> [DATA SECTION]
══════════
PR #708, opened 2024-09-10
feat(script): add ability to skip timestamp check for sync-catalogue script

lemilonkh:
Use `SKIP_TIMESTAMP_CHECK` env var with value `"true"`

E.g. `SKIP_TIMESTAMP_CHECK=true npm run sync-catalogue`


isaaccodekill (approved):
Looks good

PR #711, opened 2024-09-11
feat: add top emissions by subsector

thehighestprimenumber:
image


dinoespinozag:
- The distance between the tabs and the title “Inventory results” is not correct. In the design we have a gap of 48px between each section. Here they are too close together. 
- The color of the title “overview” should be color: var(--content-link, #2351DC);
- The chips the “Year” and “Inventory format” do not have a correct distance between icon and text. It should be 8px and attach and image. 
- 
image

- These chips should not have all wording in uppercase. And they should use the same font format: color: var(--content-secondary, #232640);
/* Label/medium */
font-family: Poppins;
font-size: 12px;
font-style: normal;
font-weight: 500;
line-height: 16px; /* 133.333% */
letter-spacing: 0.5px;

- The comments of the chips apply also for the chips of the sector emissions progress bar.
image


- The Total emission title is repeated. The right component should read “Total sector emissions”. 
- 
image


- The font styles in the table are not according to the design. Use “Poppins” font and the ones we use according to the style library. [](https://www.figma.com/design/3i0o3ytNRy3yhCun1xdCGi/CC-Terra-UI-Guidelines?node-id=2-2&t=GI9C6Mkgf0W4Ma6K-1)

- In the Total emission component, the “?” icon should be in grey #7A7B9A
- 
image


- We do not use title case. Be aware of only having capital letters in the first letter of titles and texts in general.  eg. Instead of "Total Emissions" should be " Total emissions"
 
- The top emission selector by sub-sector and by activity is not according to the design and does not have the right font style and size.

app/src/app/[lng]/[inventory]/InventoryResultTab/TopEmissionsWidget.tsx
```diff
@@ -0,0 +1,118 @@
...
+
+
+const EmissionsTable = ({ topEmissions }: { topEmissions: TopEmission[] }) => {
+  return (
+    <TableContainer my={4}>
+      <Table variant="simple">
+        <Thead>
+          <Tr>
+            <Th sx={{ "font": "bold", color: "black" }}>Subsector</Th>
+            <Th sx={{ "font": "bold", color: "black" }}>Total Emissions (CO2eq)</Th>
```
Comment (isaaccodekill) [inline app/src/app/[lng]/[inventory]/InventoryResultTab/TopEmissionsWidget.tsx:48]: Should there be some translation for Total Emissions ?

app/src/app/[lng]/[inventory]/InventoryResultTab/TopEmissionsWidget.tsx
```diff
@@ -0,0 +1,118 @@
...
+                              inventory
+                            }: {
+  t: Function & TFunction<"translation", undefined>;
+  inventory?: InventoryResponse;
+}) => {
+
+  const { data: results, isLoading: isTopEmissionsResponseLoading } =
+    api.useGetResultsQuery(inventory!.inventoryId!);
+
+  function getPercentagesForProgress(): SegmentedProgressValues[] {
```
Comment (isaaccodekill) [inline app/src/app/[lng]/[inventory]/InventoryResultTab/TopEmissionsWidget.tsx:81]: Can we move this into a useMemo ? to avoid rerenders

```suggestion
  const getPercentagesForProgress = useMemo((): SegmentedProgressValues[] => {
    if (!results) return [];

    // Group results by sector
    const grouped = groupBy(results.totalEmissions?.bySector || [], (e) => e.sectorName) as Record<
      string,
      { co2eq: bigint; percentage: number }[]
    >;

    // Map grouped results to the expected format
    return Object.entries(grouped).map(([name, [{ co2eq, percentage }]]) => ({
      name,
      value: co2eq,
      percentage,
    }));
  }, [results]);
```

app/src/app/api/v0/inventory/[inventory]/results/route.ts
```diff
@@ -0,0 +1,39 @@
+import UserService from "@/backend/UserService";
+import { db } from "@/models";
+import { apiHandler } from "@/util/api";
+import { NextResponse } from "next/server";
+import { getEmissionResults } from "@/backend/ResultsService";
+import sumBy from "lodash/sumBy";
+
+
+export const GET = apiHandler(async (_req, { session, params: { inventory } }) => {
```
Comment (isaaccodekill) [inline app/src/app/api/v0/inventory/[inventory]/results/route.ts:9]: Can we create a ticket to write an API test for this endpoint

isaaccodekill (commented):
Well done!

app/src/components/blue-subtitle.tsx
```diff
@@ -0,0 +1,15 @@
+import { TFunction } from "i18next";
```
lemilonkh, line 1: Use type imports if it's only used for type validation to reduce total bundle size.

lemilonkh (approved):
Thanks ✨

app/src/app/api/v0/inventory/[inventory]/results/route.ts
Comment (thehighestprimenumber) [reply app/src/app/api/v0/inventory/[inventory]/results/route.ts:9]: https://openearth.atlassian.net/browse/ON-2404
══════════
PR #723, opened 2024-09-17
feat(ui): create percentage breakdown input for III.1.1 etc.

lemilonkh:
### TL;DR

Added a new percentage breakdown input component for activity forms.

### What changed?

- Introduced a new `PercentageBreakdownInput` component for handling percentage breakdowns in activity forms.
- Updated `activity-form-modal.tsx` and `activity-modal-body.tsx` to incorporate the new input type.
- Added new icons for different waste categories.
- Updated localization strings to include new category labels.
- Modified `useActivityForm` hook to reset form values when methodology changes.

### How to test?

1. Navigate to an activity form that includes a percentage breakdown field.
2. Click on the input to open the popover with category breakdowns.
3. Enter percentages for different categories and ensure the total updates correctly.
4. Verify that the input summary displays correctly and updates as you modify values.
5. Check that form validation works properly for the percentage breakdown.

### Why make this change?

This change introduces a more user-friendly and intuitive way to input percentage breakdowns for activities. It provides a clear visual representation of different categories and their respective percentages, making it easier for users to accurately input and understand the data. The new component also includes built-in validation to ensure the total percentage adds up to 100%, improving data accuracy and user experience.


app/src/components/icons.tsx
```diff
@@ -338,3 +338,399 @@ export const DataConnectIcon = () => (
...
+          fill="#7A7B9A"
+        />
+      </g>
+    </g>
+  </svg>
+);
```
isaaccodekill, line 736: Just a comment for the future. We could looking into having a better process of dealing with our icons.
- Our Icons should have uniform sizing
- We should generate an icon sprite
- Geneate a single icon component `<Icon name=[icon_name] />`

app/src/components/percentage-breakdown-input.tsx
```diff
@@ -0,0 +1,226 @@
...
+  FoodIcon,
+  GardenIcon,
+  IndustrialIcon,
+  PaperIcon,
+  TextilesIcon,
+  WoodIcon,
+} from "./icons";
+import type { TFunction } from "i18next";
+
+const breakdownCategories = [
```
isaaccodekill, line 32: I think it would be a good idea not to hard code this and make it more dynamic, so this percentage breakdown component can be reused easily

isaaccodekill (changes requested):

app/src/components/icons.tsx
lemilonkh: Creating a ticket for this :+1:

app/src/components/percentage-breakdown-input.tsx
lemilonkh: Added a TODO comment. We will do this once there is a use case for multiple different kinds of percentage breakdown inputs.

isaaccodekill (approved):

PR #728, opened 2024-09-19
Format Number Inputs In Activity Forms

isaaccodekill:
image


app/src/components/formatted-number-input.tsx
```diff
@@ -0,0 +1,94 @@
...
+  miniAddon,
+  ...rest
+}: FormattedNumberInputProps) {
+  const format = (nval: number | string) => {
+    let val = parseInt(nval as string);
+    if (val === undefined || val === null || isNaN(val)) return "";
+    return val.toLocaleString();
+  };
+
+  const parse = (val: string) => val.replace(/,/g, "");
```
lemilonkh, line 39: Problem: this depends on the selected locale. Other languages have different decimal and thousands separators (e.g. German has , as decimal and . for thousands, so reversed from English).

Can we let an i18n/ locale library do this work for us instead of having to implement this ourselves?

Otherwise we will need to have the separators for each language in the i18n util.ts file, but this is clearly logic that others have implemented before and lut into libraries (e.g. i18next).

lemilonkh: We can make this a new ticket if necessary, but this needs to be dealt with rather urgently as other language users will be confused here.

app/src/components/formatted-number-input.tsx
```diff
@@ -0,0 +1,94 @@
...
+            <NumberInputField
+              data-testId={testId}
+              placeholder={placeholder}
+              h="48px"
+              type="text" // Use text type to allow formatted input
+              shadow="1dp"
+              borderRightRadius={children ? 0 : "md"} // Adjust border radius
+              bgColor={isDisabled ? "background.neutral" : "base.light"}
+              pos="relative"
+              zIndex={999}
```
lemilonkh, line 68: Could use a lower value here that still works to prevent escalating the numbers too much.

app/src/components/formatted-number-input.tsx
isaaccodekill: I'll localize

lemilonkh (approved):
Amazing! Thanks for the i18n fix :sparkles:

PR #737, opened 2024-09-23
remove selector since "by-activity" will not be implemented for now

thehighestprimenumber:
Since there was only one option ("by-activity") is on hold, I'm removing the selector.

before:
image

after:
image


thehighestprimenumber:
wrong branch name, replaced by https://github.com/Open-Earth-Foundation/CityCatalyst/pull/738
══════════
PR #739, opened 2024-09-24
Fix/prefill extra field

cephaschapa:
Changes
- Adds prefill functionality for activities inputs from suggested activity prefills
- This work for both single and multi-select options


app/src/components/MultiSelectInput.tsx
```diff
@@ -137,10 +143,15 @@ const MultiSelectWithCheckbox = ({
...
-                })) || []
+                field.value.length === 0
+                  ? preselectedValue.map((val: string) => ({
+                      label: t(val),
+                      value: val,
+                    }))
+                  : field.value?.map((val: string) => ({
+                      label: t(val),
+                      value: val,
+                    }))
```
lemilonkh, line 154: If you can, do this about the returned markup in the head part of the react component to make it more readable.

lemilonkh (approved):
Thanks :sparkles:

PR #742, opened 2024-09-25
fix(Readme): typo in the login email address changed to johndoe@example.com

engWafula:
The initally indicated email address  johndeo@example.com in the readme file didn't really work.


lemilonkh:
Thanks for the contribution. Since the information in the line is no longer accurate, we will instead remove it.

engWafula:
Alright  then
══════════
> [WHAT THE EXERCISE ASKS]
Within the material above, extract exactly the lines that start at the line containing "PR #708, opened 2024-09-10" and stop after the line containing "- The distance", and only those.

> [WORKED SOLUTION]
PR #708, opened 2024-09-10
feat(script): add ability to skip timestamp check for sync-catalogue script

lemilonkh:
Use `SKIP_TIMESTAMP_CHECK` env var with value `"true"`

E.g. `SKIP_TIMESTAMP_CHECK=true npm run sync-catalogue`


isaaccodekill (approved):
Looks good

PR #711, opened 2024-09-11
feat: add top emissions by subsector

thehighestprimenumber:
image


dinoespinozag:
- The distance between the tabs and the title “Inventory results” is not correct. In the design we have a gap of 48px between each section. Here they are too close together. 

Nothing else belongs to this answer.